-- MATERIAL SUPPLIED --
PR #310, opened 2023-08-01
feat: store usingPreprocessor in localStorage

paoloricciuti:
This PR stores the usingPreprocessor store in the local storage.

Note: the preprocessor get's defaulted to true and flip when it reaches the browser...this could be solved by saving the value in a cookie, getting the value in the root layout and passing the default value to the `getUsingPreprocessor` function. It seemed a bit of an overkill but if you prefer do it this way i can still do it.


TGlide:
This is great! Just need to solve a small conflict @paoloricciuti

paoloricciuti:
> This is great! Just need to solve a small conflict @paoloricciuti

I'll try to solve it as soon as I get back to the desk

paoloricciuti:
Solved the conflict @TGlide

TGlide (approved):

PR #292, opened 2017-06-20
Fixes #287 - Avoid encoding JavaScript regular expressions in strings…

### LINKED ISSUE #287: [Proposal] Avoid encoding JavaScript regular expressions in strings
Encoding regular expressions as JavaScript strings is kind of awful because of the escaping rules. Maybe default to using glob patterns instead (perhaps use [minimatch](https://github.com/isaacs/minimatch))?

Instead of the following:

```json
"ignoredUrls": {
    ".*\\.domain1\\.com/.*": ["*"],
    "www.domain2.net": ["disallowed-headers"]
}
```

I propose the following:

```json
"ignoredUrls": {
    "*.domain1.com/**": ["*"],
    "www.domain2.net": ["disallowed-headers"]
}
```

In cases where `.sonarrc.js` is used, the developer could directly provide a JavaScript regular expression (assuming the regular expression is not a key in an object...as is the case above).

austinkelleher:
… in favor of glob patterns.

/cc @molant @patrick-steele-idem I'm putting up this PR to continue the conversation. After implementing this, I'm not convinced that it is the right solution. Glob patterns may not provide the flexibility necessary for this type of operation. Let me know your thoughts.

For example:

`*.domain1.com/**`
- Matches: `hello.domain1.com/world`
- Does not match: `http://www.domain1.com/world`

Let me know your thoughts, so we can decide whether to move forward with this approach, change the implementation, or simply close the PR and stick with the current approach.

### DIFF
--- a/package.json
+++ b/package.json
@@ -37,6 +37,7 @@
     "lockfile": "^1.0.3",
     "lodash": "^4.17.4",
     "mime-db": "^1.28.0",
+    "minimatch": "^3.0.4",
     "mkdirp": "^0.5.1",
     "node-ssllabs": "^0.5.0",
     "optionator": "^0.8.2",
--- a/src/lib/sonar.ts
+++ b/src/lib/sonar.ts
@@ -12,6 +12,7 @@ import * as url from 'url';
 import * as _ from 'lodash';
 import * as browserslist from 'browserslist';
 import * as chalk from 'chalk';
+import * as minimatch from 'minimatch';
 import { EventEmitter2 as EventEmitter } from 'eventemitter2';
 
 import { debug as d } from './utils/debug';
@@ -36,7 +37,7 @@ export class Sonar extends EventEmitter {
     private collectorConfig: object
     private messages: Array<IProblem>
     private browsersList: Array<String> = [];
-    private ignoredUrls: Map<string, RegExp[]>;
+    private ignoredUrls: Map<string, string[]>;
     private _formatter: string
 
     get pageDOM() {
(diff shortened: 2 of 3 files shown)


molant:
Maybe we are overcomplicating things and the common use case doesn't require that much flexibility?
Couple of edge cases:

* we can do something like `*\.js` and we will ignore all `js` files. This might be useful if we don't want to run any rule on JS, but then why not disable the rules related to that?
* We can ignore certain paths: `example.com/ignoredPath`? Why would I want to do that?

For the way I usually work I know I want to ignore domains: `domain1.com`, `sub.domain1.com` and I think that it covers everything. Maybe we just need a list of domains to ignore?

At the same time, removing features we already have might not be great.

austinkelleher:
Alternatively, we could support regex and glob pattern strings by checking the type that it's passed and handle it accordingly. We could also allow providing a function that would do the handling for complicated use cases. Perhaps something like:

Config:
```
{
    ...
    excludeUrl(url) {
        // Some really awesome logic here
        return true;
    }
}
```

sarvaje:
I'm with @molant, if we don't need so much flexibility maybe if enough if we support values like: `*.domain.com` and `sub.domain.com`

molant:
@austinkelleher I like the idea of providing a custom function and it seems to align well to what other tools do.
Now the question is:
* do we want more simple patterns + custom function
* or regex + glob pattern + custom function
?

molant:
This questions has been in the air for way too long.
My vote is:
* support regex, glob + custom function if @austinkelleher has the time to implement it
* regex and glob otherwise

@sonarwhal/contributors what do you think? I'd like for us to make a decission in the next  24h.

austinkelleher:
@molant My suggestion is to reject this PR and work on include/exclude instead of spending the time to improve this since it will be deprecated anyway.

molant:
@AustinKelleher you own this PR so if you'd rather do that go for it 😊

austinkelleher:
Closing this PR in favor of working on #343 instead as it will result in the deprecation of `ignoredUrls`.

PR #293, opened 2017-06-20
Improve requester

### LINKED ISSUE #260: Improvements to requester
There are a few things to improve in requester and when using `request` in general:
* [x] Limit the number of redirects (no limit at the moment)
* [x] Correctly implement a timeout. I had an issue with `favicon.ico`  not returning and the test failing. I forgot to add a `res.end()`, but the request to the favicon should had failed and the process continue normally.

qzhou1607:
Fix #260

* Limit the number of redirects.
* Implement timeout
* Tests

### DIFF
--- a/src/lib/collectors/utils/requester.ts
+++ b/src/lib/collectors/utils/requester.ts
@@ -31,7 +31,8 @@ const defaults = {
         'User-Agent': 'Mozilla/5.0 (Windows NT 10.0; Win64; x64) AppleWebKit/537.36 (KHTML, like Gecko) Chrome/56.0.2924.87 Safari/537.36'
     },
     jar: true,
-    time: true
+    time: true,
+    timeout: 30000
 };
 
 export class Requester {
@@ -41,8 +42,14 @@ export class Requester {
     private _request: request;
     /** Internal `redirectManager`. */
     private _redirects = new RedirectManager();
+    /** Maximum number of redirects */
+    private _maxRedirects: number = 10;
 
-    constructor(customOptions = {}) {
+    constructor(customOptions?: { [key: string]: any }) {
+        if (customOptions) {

-- TASK OBJECTIVE --
In the records, locate each line holding the string "from" and copy it.

-- ANSWER TO THIS TASK --
@@ -12,6 +12,7 @@ import * as url from 'url';
 import * as _ from 'lodash';
 import * as browserslist from 'browserslist';
 import * as chalk from 'chalk';
+import * as minimatch from 'minimatch';
 import { EventEmitter2 as EventEmitter } from 'eventemitter2';
 import { debug as d } from './utils/debug';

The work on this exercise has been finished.